• Task statement: All of the data that follows needs to be printed again, exactly as it reads.

• Provided entries:
● ● ● ● ● ● ●

PR #88946, opened 2022-07-29
Graph: fix race condition in timeout

### LINKED ISSUE #55396: [CI] GraphTests.testTimedoutQueryCrawl fails on CI
The test GraphTests.testTimedoutQueryCrawl failed on CI today for the `7.7` branch. The error seems to be a negative `TimeValue` that is wrongly serialized and this is now better caught thanks to #53913:

```
Caused by: java.lang.IllegalArgumentException: duration cannot be negative, was given [-153]
```

It does not reproduce locally with
```
./gradlew ':x-pack:plugin:graph:test' --tests "org.elasticsearch.xpack.graph.test.GraphTests.testTimedoutQueryCrawl" -Dtests.seed=29C73B1311199D93 -Dtests.security.manager=true -Dtests.locale=ca-ES -Dtests.timezone=Asia/Omsk -Dcompiler.java=14
```

Build scan: https://gradle-enterprise.elastic.co/s/5e5mmdotpx6j4 

Other failures seen in build stats:
https://gradle-enterprise.elastic.co/s/v54asb7cqpazs (master)
https://gradle-enterprise.elastic.co/s/gqftqq3eiezcw (7.7)

nik9000:
Previously `graph` checked if the request timed out, then spent some
time doing work, then passed the timeout on to the next request. Over
and over again. It's quite possible that the response may not have timed
out for the first check but would have timed out for the second check.
This manifests as the timeout being sent to the next hop being a
negative number of milliseconds. We don't allow this sort of thing.

This fixes this by moving the timeout check to the same spot it is read
for setting the timeout on the next request - we just check if its `> 0`
to find the timeouts.

This does keep the request running slightly longer after it's officially
timed out - but it's just long enough to prepare the next layer of
request. Usually microseconds. Which should be fine.

Closes #55396

### DIFF
--- a/x-pack/plugin/graph/src/main/java/org/elasticsearch/xpack/graph/action/TransportGraphExploreAction.java
+++ b/x-pack/plugin/graph/src/main/java/org/elasticsearch/xpack/graph/action/TransportGraphExploreAction.java
@@ -6,6 +6,8 @@
  */
 package org.elasticsearch.xpack.graph.action;
 
+import org.apache.logging.log4j.LogManager;
+import org.apache.logging.log4j.Logger;
 import org.apache.lucene.search.BooleanQuery;
 import org.apache.lucene.util.BytesRef;
 import org.apache.lucene.util.PriorityQueue;
@@ -61,13 +63,13 @@ import java.util.Map.Entry;
 import java.util.Set;
 import java.util.SortedSet;
 import java.util.TreeSet;
-import java.util.concurrent.atomic.AtomicBoolean;
 
 /**
  * Performs a series of elasticsearch queries and aggregations to explore
  * connected terms in a single index.
  */
 public class TransportGraphExploreAction extends HandledTransportAction<GraphExploreRequest, GraphExploreResponse> {
+    private static final Logger logger = LogManager.getLogger(TransportGraphExploreAction.class);
 
     private final ThreadPool threadPool;
     private final NodeClient client;
@@ -115,7 +117,6 @@ public class TransportGraphExploreAction extends HandledTransportAction<GraphExp
         private final ActionListener<GraphExploreResponse> listener;
 
         private final long startTime;
-        private final AtomicBoolean timedOut;
         private volatile ShardOperationFailedException[] shardFailures;
         private Map<VertexId, Vertex> vertices = new HashMap<>();
         private Map<ConnectionId, Connection> connections = new HashMap<>();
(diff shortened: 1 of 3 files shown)


x-pack/plugin/graph/src/main/java/org/elasticsearch/xpack/graph/action/TransportGraphExploreAction.java
```diff
@@ -173,16 +173,11 @@ private void removeVertex(Vertex vertex) {
...
-                return;
-            }
             Map<String, Set<Vertex>> lastHopFindings = hopFindings.get(currentHopNumber);
             if ((currentHopNumber >= (request.getHopNumbers() - 1)) || (lastHopFindings == null) || (lastHopFindings.size() == 0)) {
                 // Either we gathered no leads from the last hop or we have
                 // reached the final hop
-                listener.onResponse(buildResponse());
+                listener.onResponse(buildResponse(false));
                 return;
             }
```
nik9000, line 182: Here's the bit where we return the response even if we're over time. If we're *done* we may as well return anyway, I say.

x-pack/plugin/graph/src/main/java/org/elasticsearch/xpack/graph/action/TransportGraphExploreAction.java
```diff
@@ -318,16 +313,22 @@ synchronized void expand() {
...
+                source.timeout(TimeValue.timeValueMillis(timeRemainingMillis));
             }
             searchRequest.source(source);
 
-            // System.out.println(source);
             logger.trace("executing expansion graph search request");
             client.search(searchRequest, new ActionListener.Delegating<>(listener) {
                 @Override
                 public void onResponse(SearchResponse searchResponse) {
-                    // System.out.println(searchResponse);
```
nik9000, line 330: These just seemed like leftovers. I figure we'd dump these into the `trace` logs if we want them.

nik9000:

x-pack/plugin/graph/src/main/java/org/elasticsearch/xpack/graph/action/TransportGraphExploreAction.java
iverase: This is fine for me

iverase (approved):
LGTM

● ● ● ● ● ● ●

• Reply:
PR #88946, opened 2022-07-29
Graph: fix race condition in timeout

### LINKED ISSUE #55396: [CI] GraphTests.testTimedoutQueryCrawl fails on CI
The test GraphTests.testTimedoutQueryCrawl failed on CI today for the `7.7` branch. The error seems to be a negative `TimeValue` that is wrongly serialized and this is now better caught thanks to #53913:

```
Caused by: java.lang.IllegalArgumentException: duration cannot be negative, was given [-153]
```

It does not reproduce locally with
```
./gradlew ':x-pack:plugin:graph:test' --tests "org.elasticsearch.xpack.graph.test.GraphTests.testTimedoutQueryCrawl" -Dtests.seed=29C73B1311199D93 -Dtests.security.manager=true -Dtests.locale=ca-ES -Dtests.timezone=Asia/Omsk -Dcompiler.java=14
```

Build scan: https://gradle-enterprise.elastic.co/s/5e5mmdotpx6j4 

Other failures seen in build stats:
https://gradle-enterprise.elastic.co/s/v54asb7cqpazs (master)
https://gradle-enterprise.elastic.co/s/gqftqq3eiezcw (7.7)

nik9000:
Previously `graph` checked if the request timed out, then spent some
time doing work, then passed the timeout on to the next request. Over
and over again. It's quite possible that the response may not have timed
out for the first check but would have timed out for the second check.
This manifests as the timeout being sent to the next hop being a
negative number of milliseconds. We don't allow this sort of thing.

This fixes this by moving the timeout check to the same spot it is read
for setting the timeout on the next request - we just check if its `> 0`
to find the timeouts.

This does keep the request running slightly longer after it's officially
timed out - but it's just long enough to prepare the next layer of
request. Usually microseconds. Which should be fine.

Closes #55396

### DIFF
--- a/x-pack/plugin/graph/src/main/java/org/elasticsearch/xpack/graph/action/TransportGraphExploreAction.java
+++ b/x-pack/plugin/graph/src/main/java/org/elasticsearch/xpack/graph/action/TransportGraphExploreAction.java
@@ -6,6 +6,8 @@
  */
 package org.elasticsearch.xpack.graph.action;
 
+import org.apache.logging.log4j.LogManager;
+import org.apache.logging.log4j.Logger;
 import org.apache.lucene.search.BooleanQuery;
 import org.apache.lucene.util.BytesRef;
 import org.apache.lucene.util.PriorityQueue;
@@ -61,13 +63,13 @@ import java.util.Map.Entry;
 import java.util.Set;
 import java.util.SortedSet;
 import java.util.TreeSet;
-import java.util.concurrent.atomic.AtomicBoolean;
 
 /**
  * Performs a series of elasticsearch queries and aggregations to explore
  * connected terms in a single index.
  */
 public class TransportGraphExploreAction extends HandledTransportAction<GraphExploreRequest, GraphExploreResponse> {
+    private static final Logger logger = LogManager.getLogger(TransportGraphExploreAction.class);
 
     private final ThreadPool threadPool;
     private final NodeClient client;
@@ -115,7 +117,6 @@ public class TransportGraphExploreAction extends HandledTransportAction<GraphExp
         private final ActionListener<GraphExploreResponse> listener;
 
         private final long startTime;
-        private final AtomicBoolean timedOut;
         private volatile ShardOperationFailedException[] shardFailures;
         private Map<VertexId, Vertex> vertices = new HashMap<>();
         private Map<ConnectionId, Connection> connections = new HashMap<>();
(diff shortened: 1 of 3 files shown)


x-pack/plugin/graph/src/main/java/org/elasticsearch/xpack/graph/action/TransportGraphExploreAction.java
```diff
@@ -173,16 +173,11 @@ private void removeVertex(Vertex vertex) {
...
-                return;
-            }
             Map<String, Set<Vertex>> lastHopFindings = hopFindings.get(currentHopNumber);
             if ((currentHopNumber >= (request.getHopNumbers() - 1)) || (lastHopFindings == null) || (lastHopFindings.size() == 0)) {
                 // Either we gathered no leads from the last hop or we have
                 // reached the final hop
-                listener.onResponse(buildResponse());
+                listener.onResponse(buildResponse(false));
                 return;
             }
```
nik9000, line 182: Here's the bit where we return the response even if we're over time. If we're *done* we may as well return anyway, I say.

x-pack/plugin/graph/src/main/java/org/elasticsearch/xpack/graph/action/TransportGraphExploreAction.java
```diff
@@ -318,16 +313,22 @@ synchronized void expand() {
...
+                source.timeout(TimeValue.timeValueMillis(timeRemainingMillis));
             }
             searchRequest.source(source);
 
-            // System.out.println(source);
             logger.trace("executing expansion graph search request");
             client.search(searchRequest, new ActionListener.Delegating<>(listener) {
                 @Override
                 public void onResponse(SearchResponse searchResponse) {
-                    // System.out.println(searchResponse);
```
nik9000, line 330: These just seemed like leftovers. I figure we'd dump these into the `trace` logs if we want them.

nik9000:

x-pack/plugin/graph/src/main/java/org/elasticsearch/xpack/graph/action/TransportGraphExploreAction.java
iverase: This is fine for me

iverase (approved):
LGTM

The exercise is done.